I understand your concern but I just go about it a different way to get the same results.

I like to fit the frame and barrel to have the low lug impact the Vertical Impact Surface instead of the horizontal surface (Schuemann barrel fitting method). It will stop the barrel in the same place in link down as if it hit the horizontal surface but doesn't put as much stress on the link and slide stop pin. The barrel will not contact the frame at 8 and 4 o'clock which can be verified as I don't have any marks on my barrels as shown in your picture.

As I had mentioned I do sometimes need to remove material on the top of the frame (4 and 8 o'clock contact area) for the barrel to link down enough and get 0.010 in. clearance with the upper lugs. It just turns out with some combinations of barrel, frame and slide fit there isn't enough clearance otherwise.

As you said its an art, no to guns are the same and if its running ok go with it.

[STI trubore barrel]

Hi Tommy,

A bit off topic, but what was the depth of the Horizontal Impact Surface (HIS) on your new build? This is the distance from the top of the frame to the bottom of the feed ramp. This distance for STI frames varies from 0.295 in. to 0.305 in.

There should be a minimum of 0.010 in. clearance from the top of the barrel and the inside top of the slide.

If cut too deep, you could have cycling problems in the future as the barrel drags on the inside of the slide at the 8 and 4 o'clock positions.

Schuemann's instructions of a depth of 0.315 in. is wrong.

For my STI 38super with the Trubor full ramped barrel the distance from the top of the frame to the bottom of the feed ramp cut came out to .321in. with 0.010in clearance at the top with slide stop pin in. That leaves also about 0.010in. clearance under the ramp at full link down.

I have about two thousand rounds through the gun so far without any problems. I don't thinks the depth of the cut its all that critical as long as the barrel is impacting the vertical surface. If there is 0.0005in. or 0.050in. clearance under the ramp I don't see how operationally the gun would know the difference other than reducing the vertical impact surface area a little, but you need to radius the top edge anyways.

I also found that with STI frame and Trubor barrel combo you need to do a little clearance cutting at the top of the frame to get the barrel to link down enough.

Everyone has their own way of doing things, I just like to put a little extra space under the ramp to leave a clearance for gunk buildup.

Sorry for the highjack back on topic:

What Jediwarrior said, just get the Clymer reamer you most likely will not need to lengthen the free bore unless you want to play around with reducing peak pressures or something.

[.38 Super Comp]

38 supercomp and TJ brass will fit in the 223 shell plate, regular 38 super brass won't.

[Ion Bond vs CERAKOTE]

Cerakote seems to hold up well on the comp ports but if it touches any part of a holster it will show wear signs fairly quickly. I think builders like cerakote because the prep is quick with just sand blasting unlike poslished hard chrome where every little scratch will show through.

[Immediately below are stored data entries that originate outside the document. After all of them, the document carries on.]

PR #217, opened 2017-06-08
Add Python documentation

lukesneeringer:
This PR adds [protoc-docs-plugin](https://github.com/googleapis/protoc-docs-plugin) support for the Python proto generation.

(It is also a test of whether CircleCI is working against forks now.)


Dockerfile
```diff
@@ -154,8 +164,4 @@ RUN mkdir -p /root/
 ADD artman-user-config-in-docker.yaml /root/.artman/config.yaml
 
 # Install artman and run the smoke test.
-RUN pip3 install googleapis-artman==0.4.4
-
-# TODO (lukesneeringer): Move smoke tests to a different venue.
-# RUN smoketest_artman.py \
-#   && rm -rf /artman/output
+RUN pip3 install googleapis-artman==0.4.5
```
ethanbao: I will drop my PR which does the same change here.

Dockerfile
```diff
@@ -124,6 +124,16 @@ RUN gem install ronn --no-ri --no-rdoc \
   && chmod a+x /usr/local/bin/php-cs-fixer \
   && cd /
 
+# Set up tools for Python codegen; these are:
+#   pandoc: an apt package that can convert text between formats
+#     (example: Markdown to Restructured Text)
+#   protoc-docs-plugin: A protoc plugin to add docstrings to the Python
+#     protoc output.cd
+RUN apt-get update \
+  && apt-get install -y pandoc \
```
ethanbao: Is "pandoc" used anywhere in artman code? github codesearch doesn't tell me anything.

lukesneeringer: It's used by protoc-docs-plugin. (It converts Markdown to ReST.)

Dockerfile
lukesneeringer: Ha! Sorry. :-p

Dockerfile
ethanbao: Does "--pydocstring_out={root}" flag below imply the use of protoc-docs-plugin?

lukesneeringer: Exactly. The way protoc works is that `--foo_out={place}` translates to running `protoc-gen-foo` in `$PATH`.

[A somewhat in depth look at how to tune an AR]

I veiw the comp like other parts of the AR, it needs to be cleaned. Just about any rifle comp will build up carbon if you shoot enough. Just hose it down with some oven cleaner let it sit a bit and scrub with a small brush (old bore brushes work geat) then rinse. May need to use the edge of a brass rod to scape the hard to reach spots but it not a big deal, you really only need to do it once or twice a year.

[.38 super load suggestion]

For 38 super with 5" barrel of the VV powders:

N105 - Will produce the lowest peak and highest muzzle pressures, works great with a comp but you will fill the case up.

3N38 - Would be my next choice still fills the case up a bit.

3N37 - I would put in the middle

N350 - About the same as 3N37 just gives a bit higher peak pressure.

N340 - A bit too fast for 38 super, high peak pressures.